Él todavía era Peter Hobson, todavía era un ingeniero, un hombre de negocios, y… bien, seguro que también era otras cosas.

Sí, todavía era… Hobson, eso era. Peter G. La G era por… bien, no importaba. Recordaba…

Nada. Nada en absoluto. Ahora todo se había ido.

Por supuesto. La memoria era bioquímica, codificada en redes neuronales. Se había quedado separado del medio de almacenamiento.

Él… pronombre equivocado. Ello era más apropiado. Sin género. Un intelecto…

Un intelecto sin memoria, sin cambios de humor hormonales, sin venenos de la fatiga, o endorfinas o… o miles de otros compuestos químicos cuyo nombre ya no podía recordar. Apartado de la química, divorciado de la biología, separado de la realidad material.

El tropismo continuaba, llevándole, moviéndole hacia… algo.

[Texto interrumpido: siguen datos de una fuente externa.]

PR #1287, opened 2020-04-02
Attempt to allow using other dbs than sqlite for settings

halkeye:
Small patch that would allow settings to be stored in something other than sqlite.

My feeling is if you don't document it, then you don't have to support it, but it'll allow people to do it.

My Use case:
I run most things in a kubernetes cloud. I have postgres backed up regularly. I want to run calibre-web, but the app needs the tiny sqlite file persisted, which means I have to pay for disk. Dropping the need for the sqlite file, means it can run diskless (google drive, or other mount for books).

Tested via docker

Dockerfile
```
FROM linuxserver/calibre-web
RUN apt-get update && apt-get install -y patch python3-pip libpq-dev
RUN pip3 install psycopg2
ADD patch.patch .
RUN patch -p1 -d /app/calibre-web < patch.patch
```

docker-compose.yaml
```
version: "3.7"

services:
  app:
    build: .
    environment:
      - SETTINGS_DB_ENGINE_URI=postgres://admin:password@database:5432/calibre-web
    links:
      - database
    depends_on:
      - database
    ports:
      - "3000:8083"
    volumes:
      - ./data:/books:ro

  database:
    image: postgres:11.4-alpine
    environment:
      - POSTGRES_USER=admin
      - POSTGRES_PASSWORD=password
      - POSTGRES_DB=calibre-web
```

```
git diff > patch.patch; docker-compose up --build
```

### DIFF
--- a/cps/ub.py
+++ b/cps/ub.py
@@ -31,7 +31,7 @@ try:
     oauth_support = True
 except ImportError:
     oauth_support = False
-from sqlalchemy import create_engine, exc, exists
+from sqlalchemy import create_engine, exc, exists, inspect
 from sqlalchemy import Column, ForeignKey
 from sqlalchemy import String, Integer, SmallInteger, Boolean, DateTime
 from sqlalchemy.orm import relationship, sessionmaker
@@ -296,7 +296,7 @@ class Bookmark(Base):
     id = Column(Integer, primary_key=True)
     user_id = Column(Integer, ForeignKey('user.id'))
     book_id = Column(Integer)
-    format = Column(String(collation='NOCASE'))
+    format = Column(String())
     bookmark_key = Column(String)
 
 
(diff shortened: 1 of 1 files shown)


OzzieIsaacs:
I checked it with normal python. There is a database initializing problem if you use the normal storage. If you delete the app.db file, start the configuration(with normal sqlite storage) you can add the library path, but if you try to login in afterwards you get wrong username/passwort. If you stop the program and start again it works, password and username are accepted.

halkeye:
okay i'll poke at it and see what I can fix

OzzieIsaacs:
> My feeling is if you don't document it, then you don't have to support it, but it'll allow people to do it.

Meanwhile I think it's not a good idea to do it, there are many people doing crazy things with the software, having issues, complain about it and don't see what they are doing what isn't standard, and don't document this in there issues. So I think, even if you get it running, I will not merge it.
So I decided to close this PR

PR #1337, opened 2020-04-29
Don't use an hardcoded session key

jvoisin:
This fixes a trivial authentication bypass,
according to https://flask.palletsprojects.com/en/1.1.x/quickstart/#sessions

### DIFF
--- a/cps/__init__.py
+++ b/cps/__init__.py
@@ -89,7 +89,7 @@ def create_app():
     log.info('Starting Calibre Web...')
     Principal(app)
     lm.init_app(app)
-    app.secret_key = os.getenv('SECRET_KEY', 'A0Zr98j/3yX R~XHH!jmN]LWX/,?RT')
+    app.secret_key = os.getenv('SECRET_KEY', os.urandom(32))
 
     web_server.init_app(app, config)
     db.setup_db(config)


OzzieIsaacs:
I agree with you, the hardcoded session key isn't good. Your solution leads to an automatic logout after restart of calibre-web. 
This is okay so far, except one usecase: If you configure Calibre-Web in admin section there are several configurations, which lead to a reboot of Calibre-Web to apply the new setting (admin.py, functions update_view_configuration and _configuration_update_helper). In this cases you have to login after applying each setting. 
I suggest storing the session_key in the app.db on first start of Calibre-Web and using the same session key after each restart. Or to be more secure: Only in cases of an intentional restart the session key is stored in the database, the boot logic loads the session key afterwards, deletes it in the app database. For any other reboots the key isn't stored and after restart of Calibre-Web a new session key is generated.

jvoisin:
This is tracked as [CVE-2020-12627]( https://nvd.nist.gov/vuln/detail/CVE-2020-12627 ).

OzzieIsaacs:
@technosoft2000: There was security problem found in Calibre-Web. I created a release with version 0.6.7 to address the issue. The problem could be avoided in older releases by generating an own session key and providing it to Calibre-Web via environment variable 'SECRET_KEY'

Technosoft2000:
Thank you for the information @OzzieIsaacs

PR #1368, opened 2020-05-09
Improve a bit the cookie's hardening

jvoisin:
- Samesite for session cookies as well as the remember me ones
- Httponly


jvoisin:
I used `SameSite=Lax` instead of `Samesite=Strict`, because I wasn't sure if it was going to break some stuff.

PR #1425, opened 2020-05-24
Update messages.po

rafarq:
For many words there is a big difference with Spanish from Spain, and American Spanish. This file is in Spanish from Spain now. I will continue adding strings later but you might consider adding Spanish flavors to the interface.


rafarq:
This is my first pull request, I hope i did it well

PR #1429, opened 2020-05-25
Update messages.po

rafarq:
Here is the whole file traslated


rafarq:
Hope I did it well, it my first time doing a pull request.

OzzieIsaacs:
Thanks for the contribution. 
Regarding the different country translations: I need the help of the translator to tell my which "dialect" of a language is used, I can then look for the right translation version. Valid versions for Spanish would be:
grafik
But I'd like to point out, that translating is an ongoing process, so to many different "dialects" need much more effort, than just one language version

OzzieIsaacs:
Regarding doing it right: Almost. 
Please do not provide any translations to the development branch, as this causes trouble. I merged this one to the master branch, therefore I',m now closing the PR and it's not marked as merged (even if it is)

PR #1433, opened 2020-05-26
Add some static analysis badges

jvoisin:


OzzieIsaacs:
Thanks for the suggestions, but as I mentioned earlier, I'm using codacy.

jvoisin:
LGTM and coverity and finding some issues that codacy doesn't find.

PR #1443, opened 2020-05-28
Add series name and index to book display

Knepherbird:
First big pull request! Forgive me if I mess something up ;) 

While thinking about making book display info more meaningful for my comic book collection, I decided to start small and add Series info to the book display for any format. As a default for regular books, I decided to make it subtle. I'm undecided between a simple Series Name ([index]) vs. Book [index] of Series Name. Also, converting the series index to an int is cleaner, but there are some series with x.5 entries. 

calibre-web-show-series-meta-v2


b-t-k:
Great addition. I've been doing this manually with every update.

Knepherbird:
One thing that would be nice would be to suppress the ".0" and only display integer values unless the series index is something like .1 or .5. These are rare for book series, but some of the novellas and side stories in The Expanse are numbered this way, and there are some comics that have had "point" issues. This is the first time I've worked on anything built on python, so I'm not sure the best way to go about dropping in a function that would check and format the series index.

RottenRonnie:
Would it be possible to add this to the "Authors" view as well? 
I was hoping to paste in the following into authors.html but have no idea where it can be safely inserted to show series and number in the author view. 

cps/templates/author.html


        {% if entry.series.__len__() > 0 %}
        <p class="series">
          <a href="{{url_for('web.books_list', data='series', sort='new', book_id=entry.series[0].id )}}">
            {{entry.series[0].name}}
          </a> 
          ({{entry.series_index}})
        </p>
        {% endif %}

Knepherbird:
Looks like that will require updating the database query for the "author" web route call in web.py. When I have some free time, I'll look into it. I'm primarily a front-end dev, and have never worked with python before I started poking around in this project, so I've got some catching up to do.

DruidGreeneyes:
Bump? I went ahead and hacked out a version of this locally, but it would be nice to be able to get it from upstream instead.

PR #1458, opened 2020-05-31
Some czech translations

flying-sausages:
I could not find any guide on contributing translations but here are some strings. Not sure if someone needs to be compiled or not.


OzzieIsaacs:
Thanks

PR #1459, opened 2020-06-01
[enhancement] cleaned up the setup.py install script

epsilon-0:
Adding the work that I've done while porting to OpenBSD, its working nicely at https://lib.epsilonknot.xyz

This allows a default installation target and makes the setup.py script work again perfectly.

Caveats (most of them unrelated to this PR):
1)  the installation is not a module anymore, and can not be run as a simple
```
python3.7 -m cps.py
```
Instead I have to run it as 
```
python3.7 /usr/local/lib/python3.7/site-packages/cps.py
```
Unfortunately I don't have the skillset for getting this working :crying_cat_face: 

2) The installation cannot be run as a regular user as during startup calibre-web tries to create files in the installation directory.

¿Qué quedaba de una persona una vez que el cuerpo y todo lo que había sido el cerebro físico era eliminado?

Sólo una cosa… lo único que podía sobrevivir.

Sólo la esencia. La chispa. El núcleo.

El alma.

Sin género, sin identidad, sin memoria, sin emociones.

Y sin embargo…

Se acercaba aún más ahora.

Algo grande. Algo vibrante.

Corrección: algos. Plural. Docenas… no, miles. No… más que eso. Órdenes de magnitud más. Billones. Billones, todos juntos, todos funcionando a la vez.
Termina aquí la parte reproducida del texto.